One good technique is to keep plug trays in mesh bottom 10 by 20 prop trays and to preload the plug holes with 1) a drop of diversified root-inhabiting organism to penetrate the cube and colonize roots when they develop, and 2) a drop of root hormone gel. The strategy is to add the hormone second as a drop where it will coat the inside of the hole and gravity will keep it in contact with the rough stem and exposed cambium cut at the bottom. Humidity will be maintained and do not bottom water the tc clones until the roots have penetrated the cubes or you are certain they have all developed.
After roots have developed, you may plant as regular rooted cuttings, or as we prefer, plant up into three-inch pots and allow the first few dominant shoots to develop. I’ve had success taking shoots at six to eight inches, leaving a single node behind, as new cuttings by planting directly into fresh rooting plugs. The rooted clones from tissue culture are different from regular clones primarily because of the density of shoots at the top of the tiny cutting. I like to give the secondary branches a chance to add to the efficient candelabra shape at the same time as getting extra apical clones with all of the advantages of the tissue culture that it was just derived from. Usually one to three such clones can be taken from each rooted tube plants in each 18-site propagation tray.
Eight to eleven weeks after cuttings were placed into tubes, the pruned and trained veg plants are ready. Select the top ten or fifteen percent of rooted clones to be the clone donors of the next generation and give the rest to the cultivators to flower. Keep them in the clean environment and take tall dominant cuttings as they develop and smaller apical cuttings to introduce into fresh tissue culture tubes. Second generation cuttings have already been evaluated for disease and are much more successful than the first generation. Such small plants as the rooted cuttings, clone donors and veg plants are best maintained in rack systems for immediate distribution at the cultivator’s convenience. Growth can be slowed or increased with temperature and light levels.

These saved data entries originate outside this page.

PR #2745, opened 2025-02-10
Handle case when the set of fields to keep is empty

apmoriarty:
The intent in the aggregator logic is to only keep a field if the field set contains elements. The aggregator will turn into a pass-through if the field set is null. Now that logic is expanded to "pass through if null or empty"

### DIFF
--- a/warehouse/query-core/src/main/java/datawave/query/jexl/functions/IdentityAggregator.java
+++ b/warehouse/query-core/src/main/java/datawave/query/jexl/functions/IdentityAggregator.java
@@ -106,7 +106,8 @@ public class IdentityAggregator extends SeekingAggregator implements FieldIndexA
             for (Tuple2<String,String> fieldNameValue : fieldNameValues) {
                 Attribute<?> attr = attrs.create(fieldNameValue.first(), fieldNameValue.second(), topKey, true);
                 // only keep fields that are index only and pass the attribute filter
-                boolean toKeep = (fieldsToKeep == null || fieldsToKeep.contains(JexlASTHelper.removeGroupingContext(fieldNameValue.first())))
+                boolean toKeep = (fieldsToKeep == null || fieldsToKeep.isEmpty()
+                                || fieldsToKeep.contains(JexlASTHelper.removeGroupingContext(fieldNameValue.first())))
                                 && (filter == null || filter.keep(topKey));
                 attr.setToKeep(toKeep);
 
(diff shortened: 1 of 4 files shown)


warehouse/query-core/src/main/java/datawave/query/jexl/functions/IdentityAggregator.java
```diff
@@ -106,7 +106,8 @@ public Key apply(SortedKeyValueIterator<Key,Value> itr, Document doc, AttributeF
             for (Tuple2<String,String> fieldNameValue : fieldNameValues) {
                 Attribute<?> attr = attrs.create(fieldNameValue.first(), fieldNameValue.second(), topKey, true);
                 // only keep fields that are index only and pass the attribute filter
-                boolean toKeep = (fieldsToKeep == null || fieldsToKeep.contains(JexlASTHelper.removeGroupingContext(fieldNameValue.first())))
+                boolean toKeep = (fieldsToKeep == null || fieldsToKeep.isEmpty()
```
ivakegg, line 109: The list of "indexOnlyFields" which includes the non-event fields is pased in as the fieldsToKeep from the QueryIterator.  If is is empty, then we should not be keeping any fields.  I believe this change is incorrect.

warehouse/query-core/src/main/java/datawave/query/tld/TLDFieldIndexAggregator.java
```diff
@@ -51,7 +51,7 @@ public Key apply(SortedKeyValueIterator<Key,Value> itr, Document d, AttributeFac
             Attribute<?> attr = af.create(field, value, key, true);
             // in addition to keeping fields that the filter indicates should be kept, also keep fields that the filter applies. This is due to inconsistent
             // behavior between event/tld queries where an index only field index will be kept except when it is a child of a tld
-            attr.setToKeep((fieldsToAggregate == null || fieldsToAggregate.contains(JexlASTHelper.removeGroupingContext(field)))
+            attr.setToKeep((fieldsToAggregate == null || fieldsToAggregate.isEmpty() || fieldsToAggregate.contains(JexlASTHelper.removeGroupingContext(field)))
```
ivakegg, line 54: This class is used in the TLDQueryIterator and the list of non-event fields is explicitly passed in here.  If it is empty, then we should not be keeping any of them.  I believe this change is incorrect.

ivakegg (changes requested):
See comments

apmoriarty:
Good call -- thanks!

Plants grown in media tubes without contamination are most likely free of disease organisms and possess all the advantages of tissue culture. The plants have directly absorbed the balanced nutrients and hormones creating sturdy bushy starts and activating genes that may have been dormant. Stage 1 Introduction clones may be removed from the tubes, rinsed and planted in plug trays in a high humidity environment, creating your new stock. Take clippings from these veg plants to create new tissue culture starts.